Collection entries
PR #7370, opened 2020-10-21
Correct file path to fosjsrouting router.js

nicklassandell:
## Issue
Pull #6146 introduced an issue that causes editmode to break in the admin if you are using asset versioning. A file path is generated using `$this->package->getUrl()` which also includes asset versioning (if used) in the path, and since the file is fetched with `file_get_contents()` at one point, this fails because `file_get_contents()` does not understand the query param appended to the path.

## Steps to reproduce
Add this to your `app/config/config.yml` file and load a document in editmode.

```
  framework:
      assets:
          version: 'xxx'
```

You should get an error from file_get_contents() failing to read from a path like this:

`/var/www/html/web/bundles/fosjsrouting/js/router.js?23471` <-- see query param

## Solution
Using a relative path (like the other files included) seems to work just fine. I also commented on the [original PR](https://github.com/pimcore/pimcore/pull/6146#issuecomment-712938852) to check if the contributor (@dpfaffenbauer) knew the reason for the `getUrl()` call, but he's not sure anymore.

### DIFF
--- a/bundles/CoreBundle/EventListener/Frontend/EditmodeListener.php
+++ b/bundles/CoreBundle/EventListener/Frontend/EditmodeListener.php
@@ -318,7 +318,7 @@ class EditmodeListener implements EventSubscriberInterface
     {
         return array_merge(
             [
-                $this->package->getUrl('bundles/fosjsrouting/js/router.js'),
+                '/bundles/fosjsrouting/js/router.js',
                 '/bundles/pimcoreadmin/js/pimcore/functions.js',
                 '/bundles/pimcoreadmin/js/pimcore/overrides.js',
                 '/bundles/pimcoreadmin/js/pimcore/tool/milestoneslider.js',


dpfaffenbauer:
There was a reason why I used package->getUrl here, but I can't remember anymore. Might be so it prefixes the right path (eg. app_test.php) if that was your entrypoint.

brusch:
Maybe we should just trim off query params?

nicklassandell:
Is there a reason why it's treated differently to the rest of the files included? What difference does it make if there's a different entry point to the app?

brusch:
@nicklassandell not that I know of, but @dpfaffenbauer thinks that there was a reason 🤔

dpfaffenbauer:
@brusch @nicklassandell I will check next week for the reason. I can't really remember anymore, but I'll let you know

brusch:
@dpfaffenbauer thanks a lot!

dpfaffenbauer:
I can confirm, this is fine. I have no idea anymore why I added it like that....

nicklassandell:
That's great, thanks for looking into it @dpfaffenbauer!

I'm still waiting for my CLA to be checked, but once that's approved I would guess it's good to be merged?

brusch:
@nicklassandell you have to sign the CLA by clicking the button. Please ensure the email address you use in your local Git config (you can check this here: https://patch-diff.githubusercontent.com/raw/pimcore/pimcore/pull/7370.patch)  is also configured on your GitHub profile. Thanks!

brusch:
Closed in favor of #7459

nicklassandell:
Thanks @brusch the email was the culprit. I've gone ahead and created a new PR with the email corrected #7459

nicklassandell:
Wow that was fast, thanks. 👍

PR #7374, opened 2020-10-21

Pi-Solution:
"Pimcore\Bundle\EcommerceFrameworkBundle\FilterService\FilterType\ElasticSearch\Input.php" currently has error where in line 25 return object insted of string, that later cause error  "Illegal offset type" at line 28 and 38. Fix that I implemented is nothing more that copy of code from other FilterType.


dvesh3:
@Pi-Solution thanks for your PR. please sign the CLA 😉

PR #7377, opened 2020-10-21

Pi-Solution:
Fixed the issue regarding FilterType input for elasticSearch in old one value that is returner is Object instead of the string. This cause offset type error later in line 28 ans 38


fashxp:
hi, since this is a bugfix please rebase to 6.8 branch

PR #7379, opened 2020-10-22

Pi-Solution:
Fix from my previous pull request that you told me marge to 6.8 instead of master
Pull request fix line 25 returning object instead of string, this later cause offset bug at line 28 and 38


fashxp:
thank you so much!!!

PR #7380, opened 2020-10-22
[Maintenance] Fix versions cleanup stacktrace db task

ssiergl:
Newly introduced VersionsCleanupStackTraceDbTask is collecting all table entries which have stackTrace != NULL

On big environments (e.g. we have multiple customers with about 4 million versions) the current implementation will eat up all RAM resources already on collecting all versions at once from database.

As well if you have customers which generate a high number of versions per week this can be a problem.

Just collect the data in smaller packages to avoid this.

Regression from https://github.com/pimcore/pimcore/commit/9da5a11bfb62592a1e4976114bb45e47513f1576


ssiergl:
@dvesh3

dvesh3:
thanks a lot!

PR #10332, opened 2021-09-16
Remove redundant scheduledTasks properties

blankse:
Followup to https://github.com/pimcore/pimcore/pull/10320

### DIFF
--- a/models/Asset.php
+++ b/models/Asset.php
@@ -207,13 +207,6 @@ class Asset extends Element\AbstractElement
     /**
      * @internal
      *
-     * @var array|null
-     */
-    protected $scheduledTasks = null;
-
-    /**
-     * @internal
-     *
      * @var bool
      */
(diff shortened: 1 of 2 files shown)


brusch:
Totally missed them as well 😊 Thanks a lot!

dasraab:
i think you can also delete [here](https://github.com/pimcore/pimcore/blob/5f9c86682639403f22475bf5dc11758d962ba9fd/models/Asset.php#L1896) and [here](https://github.com/pimcore/pimcore/blob/5f9c86682639403f22475bf5dc11758d962ba9fd/models/DataObject/Concrete.php#L825)

blankse:
@dasraab The property exist in the ScheduledTasksTrait and I think it should be set to null by clone. WDYT @brusch ?

brusch:
Yep, that should stay as it is, as this isn't covered by the trait.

■ **To do**: Quote in full each line from the top of the records above through the line with "## Steps to reproduce"; stop after that line.

■ **Reply to the exercise**:
PR #7370, opened 2020-10-21
Correct file path to fosjsrouting router.js

nicklassandell:
## Issue
Pull #6146 introduced an issue that causes editmode to break in the admin if you are using asset versioning. A file path is generated using `$this->package->getUrl()` which also includes asset versioning (if used) in the path, and since the file is fetched with `file_get_contents()` at one point, this fails because `file_get_contents()` does not understand the query param appended to the path.

## Steps to reproduce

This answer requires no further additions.